As a basis, if we were only given the first term of sequence, it would be most sensible to assume constancy; that is, for $n \ge 2$, $\text{OP}(1, n) = u_1$.
Hence we obtain the following OPs for the cubic sequence:
$$\begin{aligned}
&\text{OP}(1,n)=1 &&1, \mathbf{\color{red}1}, 1, 1, \ldots\\
&\text{OP}(2,n)=7n-6 &&1, 8, \mathbf{\color{red}15}, \ldots\\
&\text{OP}(3,n)=6n^2-11n+6 &&1, 8, 27,\mathbf{\color{red}58}, \ldots\\
&\text{OP}(4,n)=n^3 &&1, 8, 27, 64, 125, \ldots
\end{aligned}$$
Clearly no BOPs exist for $k \ge 4$.
By considering the sum of FITs generated by the BOPs (indicated in ${\color{red}\textbf{red}}$ above), we obtain $1 + 15 + 58 = 74$.
Consider the following tenth degree polynomial generating function:
$$u_n = 1-n+n^2-n^3+n^4-n^5+n^6-n^7+n^8-n^9+n^{10}$$
Find the sum of FITs for the BOPs.
最优多项式
给定一个数列的前$k$项,我们并不能确定其下一项的值,因为描述这个数列已知项的多项式生成函数有无数种可能。
例如,考虑如下的立方数数列:
$$u_n = n^3: 1, 8, 27, 64, 125, 216, \ldots$$
如果我们只知道数列的前两项,根据“简单优先”的原则,我们应当猜测数列由某个一次函数生成(也即数列为等差数列),其下一项为$15$(公差为$7$)。

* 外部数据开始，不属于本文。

PR #367, opened 2024-07-15
feat(tools/graph): Add a graph package containing an acyclic double-edged graph implementation

KirilMihaylov:


tools/graph/src/acyclic/double_edged/insert.rs
```diff
@@ -0,0 +1,311 @@
...
+                        }
+                    }
+                }
+            }
+        }
+    }
+
+    /// # Safety
+    /// The index of the first vertex, `vertex_a`, has to be less than the
+    /// index of the second vertex, `vertex_b`.
```
gmanev7, line 137: this is something that deserves a debug_assert!

gmanev7 (commented):
At first sight, some abstractions are missing. Indication to that is the relation between some attributes you have described in the "Safety" doc sections.  They are USELESS unless implemented as debug_assert-s. 

I strongly recommend defining types that capture these data and enforcing those relations as their invariant at instance creation.

Other comments would arise once address the above one.

PR #370, opened 2024-07-17
Overflow on fraction of duration

maneva3:


platform/packages/finance/src/fractionable/coin.rs
```diff
@@ -37,27 +37,33 @@ mod test {
     };
 
     #[test]
-    fn safe_mul() {
+    fn checked_mul() {
         use crate::fractionable::Fractionable;
         assert_eq!(
             Coin::<SuperGroupTestC1>::new(30),
-            Coin::<SuperGroupTestC1>::new(3).safe_mul(&Percent::from_percent(1000))
+            Fractionable::<u32>::checked_mul(
```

如果我们只知道数列的前三项,根据同样的原则,我们应当猜测数列由某个二次函数生成。
类似地,给定数列的前$k$项,我们可以猜测数列由某个最优多项式函数生成,并定义$\text{OP}(k, n)$是由这个函数给出的第$n$项的值。显然,若$n\le k$,$\text{OP}(k, n)$可以准确地给出这些已知项的值,而第一个不正确项最早可能出现在$\text{OP}(k, k+1)$,此时称这个最优多项式为坏最优多项式。

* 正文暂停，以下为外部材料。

PR #379, opened 2024-08-15
fix(currencies): Add back tickers to currencies

KirilMihaylov:


protocol/packages/currencies/src/currency_macro.rs
```diff
@@ -8,9 +8,9 @@ pub use currency::{CurrencyDTO, CurrencyDef, Definition};
 macro_rules! define_currency {
     (
         $ident:ident,
-        $ticker: literal,
-        $bank_symbol: literal,
-        $dex_symbol: literal,
+        $ticker:expr,
```
gmanev7, line 11: why does its type differ from the bank and dex ones?

gmanev7 (approved):

PR #387, opened 2024-09-02
chore(scripts): Update configs

desislavva:


metodi96:
Looks good to me, the majority of the params usually stay the same, the difference is with the LPP base interest rate and the margin interest rate defined in the Leaser. It would be specific for each market that gets deployed.

metodi96 (approved):
Looks good to me, the majority of the params usually stay the same, the difference is with the LPP base interest rate and the margin interest rate defined in the Leaser. It would be specific for each market that gets deployed.

PR #389, opened 2024-09-11
fix(build): Remove dev- & test-net protocol combinations

KirilMihaylov:


protocol/contracts/void/src/contract.rs
gmanev7, line 1: what's the idea behind this removal?

gmanev7: ahaa, I saw, you just moved its content elsewhere

gmanev7 (approved):

PR #398, opened 2024-09-24
build: Forbid `unexpected_cfgs` lint on workspace's level

KirilMihaylov:


gmanev7:
What's the motivation behind it? Forbidding lints is not a good practice unless there is no other way to solve something. Could you present the problem, and some context, please?

platform/Cargo.toml
```diff
@@ -7,6 +7,9 @@ members = [
 
 resolver = "2"
 
+[workspace.lints.rust.unexpected_cfgs]
+level = "forbid"
```
gmanev7, line 11:
```suggestion
[workspace.lints.rust]
unexpected_cfgs = { level = "forbid" }
```

gmanev7: this is more readable and matches the examples provided in the books

gmanev7, line 11: I doubt this would work without the `check-cfg` attribute, see [here](https://doc.rust-lang.org/rustc/lints/listing/warn-by-default.html#explanation-90)

KirilMihaylov: Tested it just now locally by adding `#[cfg(abc)]` and it reported it as expected.

PR #404, opened 2024-09-24
ci: Ensure arguments are of boolean type.

KirilMihaylov:


.github/actions/cache-rust/action.yaml
```diff
@@ -78,6 +78,23 @@ runs:
...
+          ("false"|"true") ;;
+          (*)
+            "echo" "Expected boolean value for parameter, but got: \"${value}\"\
+        !"
+
+            error_code="1"
+            ;;
+          esac
+        done
+
```
gmanev7, line 97: Do you have access to the source tree at this point? If yes, let's define a function that checks a single boolean value and call it as many times as we need here.

PR #163, opened 2025-04-24
Transcoding methods & generator CLI

zZHorizonZz:
Motivation:

This PR introduces updates to gRPC code generation, and improves CLI support.


vietj:
Actually we want to avoid generation of transcoding service method that uses the service method FQN as a path.

We want this feature but directly handled by the `TranscodingInvoker` just with a bare service method. That is, any `ServiceMethod` deployed in the server along with the `vertx-grpc-transcoding` dependency will create a GrpcInvocation with transcoding request for it.

Then we can remove the generation of the `Transcoding` inner class and in the `GrpcService` write either a transcoded service method when there is metadata or just a regular service method.

This simplifies the generated code and the user experience: the user only need to care about its gRPC service binding. This binding will bind all possible gRPC protocols for it.

Here is an example

Let's say we have a .proto file that contains two methods

- SayFoo and SayBar
- SayFoo has a /foo transcoding configuration
- SayBar is a regular service method

The generated `GreeterGrpcService` will have

```java
private static final ServiceMethod SayBar = ...;
private static final TranscodingServiceMethod SayFoo = ...;
```

The the user will simply do:

```java
grpcServer.addService(new GreeterGrpcService() {
  public FooReply sayFoo(FooRequest request) {
    // HTTP/2 application/grpc /Greeter/SayFoo
    // HTTP/2 application/grpc+json /Greeter/SayFoo
    // HTTP/x application/json /foo (via configuration)
  }
  public BarReply sayBar(BarRequest request) {
    // HTTP/2 application/grpc /Greeter/SayBar
    // HTTP/2 application/grpc+json /Greeter/SayBar
    // HTTP/x application/json /Greeter/SayBar (automatically)
  }
});
```

vertx-grpc-docs/src/main/java/examples/GrpcTranscodingExamples.java
```diff
@@ -10,7 +10,7 @@
 public class GrpcTranscodingExamples {
 
   public void transcodingRequestResponse(GrpcServer server) {
-    Service service = GreeterGrpcService.Transcoding.of(new GreeterGrpcService() {
+    Service service = GreeterGrpcService.of(new GreeterGrpcService() {
```
vietj, line 13: simply `new GreeterGrpcService() { }`, no need for `of()`

vertx-grpc-docs/src/main/java/examples/grpc/StreamingGrpcService.java
```diff
@@ -101,86 +101,43 @@ public static Service of(StreamingService service) {
     all.add(Source);
     all.add(Sink);
     all.add(Pipe);
+    all.add(SourceTranscodingMethod);
```
vietj, line 104: the generator should only create a single method whatsoever, that is `Source` we don't need repetition, we don't need to create two per service

vertx-grpc-protoc-plugin2/src/main/resources/grpc-service.mustache
```diff
@@ -87,62 +87,56 @@ public class {{className}} extends {{serviceName}}Service implements Service {
 {{#allMethods}}
     all.add({{methodName}});
 {{/allMethods}}
+{{#transcodingMethods}}
```
vietj, line 90: as said previously, instead of having:

- all methods
- all transcoding methods

we should have

- all methods, if a method declares transcoding meta data then the method is a transcoding method otherwise it is a regular method

Issue #166, opened 2025-04-27
Removing Vertx prefix from generated classes in vertx-grpc-protoc-plugin, cause duplicated class error


cristian-joseb:
### Questions

Do not use this issue tracker to ask questions, instead use one of these [channels](https://vertx.io/community/). Questions will likely be closed without notice.

### Version

Which version(s) did you encounter this bug ?
5.0.0.CR7

### Context

After the Vertx prefix was removed from the generated classes,  we have encountered duplicated class issue when using the vertx-grpc-protoc-plugin2 plugin .

### Do you have a reproducer?

A reproducer is a simple project hosted on GitHub (or another forge supporting git clone operation) that has a build file that can be executed to reproduce the issue.

Reproducers are very helpful for contributors and will likely help them fixing your bug faster.

* Link to github project/gist

### Steps to reproduce

1. Create a Vertx project using the ETCD proto files https://github.com/etcd-io/jetcd/tree/main/jetcd-core/src/main/proto
2. Run the mvn install.
3. The GRPC pluging will generated a Auth class under the generated/java directory, and Vert.x plugin will try to generate the same class under the generated/vertx directory.
4. build/generated/source/proto/main/vertx/io/etcd/jetcd/api/Auth.java:29: error: duplicate class: io.etcd.jetcd.api.Auth
  public interface Auth {

The issue seem to be related to generated Vert.x classes and files .

Maybe we can have an option to pass the service class name prefix or keep Vertx prefix as before.

### Extra

* Anything that can be relevant such as OS version, JVM version

PR #168, opened 2025-05-06
Generator service prefix

zZHorizonZz:
Motivation:

This change adds ability to specify service class prefix trough generator option --service-prefix, and moves generator options to options class for better readability.

Fixes: #166


vertx-grpc-docs/src/main/asciidoc/plugin.adoc
```diff
@@ -117,6 +117,7 @@ The plugin accepts the following arguments:
 - _--grpc-service_: generate the service files
 - _--grpc-io_: generate stub files compatible with `io.grpc:grpc-stub`, not generated by default
 - _--grpc-transcoding_: whether to generate transcoding options for methods with HTTP annotations
+- _--service-prefix_: generate service classes with a prefix
```
vietj, line 120: I think we need to explain that the original gRPC service name is prefixed to avoid confusion and that it will impact the generation of all classes, e.g. if prefix is Foo, then we would have FooGreeter, FooGreeterGrpcClient etc... and give an example in the doc so users understand easily

PR #172, opened 2025-05-09
feat: support protoc options

comynli:
Protobuf compiler typically pass arguments using -xxx_out=options:$path or -xxx_opt=options. This PR makes the vertx-grpc-protoc-plugin2 follow this convention


vietj:
we should be consistent and name like for the Maven plugin "grpc-io" and not "io", etc...

can you sign the Eclipse Contributor Agreement ?

comynli:
> we should be consistent and name like for the Maven plugin "grpc-io" and not "io", etc...
Ok, I'll fix it quickly.

vietj:
@comynli you need also to sign the eclipse contributor agreement so we can accept your contribution

comynli:
> @comynli you need also to sign the eclipse contributor agreement so we can accept your contribution

Already done. I am very sorry, I am not very familiar with English, and I spent some time understanding it.

vertx-grpc-docs/src/main/asciidoc/plugin.adoc
```diff
@@ -161,6 +161,51 @@ protobuf {
...
+    }
+    vertx {
+      artifact = "io.vertx:vertx-grpc-protoc-plugin2:${vertx.grpc.version}"
+    }
+  }
+  generateProtoTasks {
+    all()*.plugins {
+      grpc
+      vertx {
+        option("io")
```
vietj, line 195: should be updated with "grpc-io"

vietj:
can you instead reuse the same command line parser instead of parsing with a different syntax

zZHorizonZz:
Could we maybe use this type of options in IT test module instead of args to ensure everything works as expected? What do you think @vietj

vietj:
@zZHorizonZz I am not sure what you mean, can you elaborate ?

zZHorizonZz:
So I think we need to be able to test this somehow, because hoping that this won't break with potential updates etc. doesn't seem like a good idea. So I think we should at least be able to test it, and because you should be able to pass the plugin parameters through <pluginParameter></pluginParameter>, that should basically trigger this type of argument parsing?

zZHorizonZz:
I will close this as it has been superseded by rework of the plugin which does not relly on old jprotoc anymore.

特别地,如果我们只知道数列的第一项,我们应当猜测数列为常数,也就是说,对于$n \ge 2$,$\text{OP}(1, n) = u_1$。
对于立方数数列,给定不同项数时的最优多项式如下所示:
$$\begin{aligned}
&\text{OP}(1,n)=1 &&1, \mathbf{\color{red}1}, 1, 1, \ldots\\
&\text{OP}(2,n)=7n-6 &&1, 8, \mathbf{\color{red}15}, \ldots\\
&\text{OP}(3,n)=6n^2-11n+6 &&1, 8, 27,\mathbf{\color{red}58}, \ldots\\
&\text{OP}(4,n)=n^3 &&1, 8, 27, 64, 125, \ldots
\end{aligned}$$
显然,当$k \ge 4$时,不会有坏最优多项式。
所有坏最优多项式的第一个不正确项(用${\color{red}\textbf{红色}}$标示的数)之和为$1 + 15 + 58 = 74$。
考虑下面这个十阶多项式函数生成的数列:
$$u_n = 1-n+n^2-n^3+n^4-n^5+n^6-n^7+n^8-n^9+n^{10}$$
求其所有坏最优多项式的第一个不正确项之和。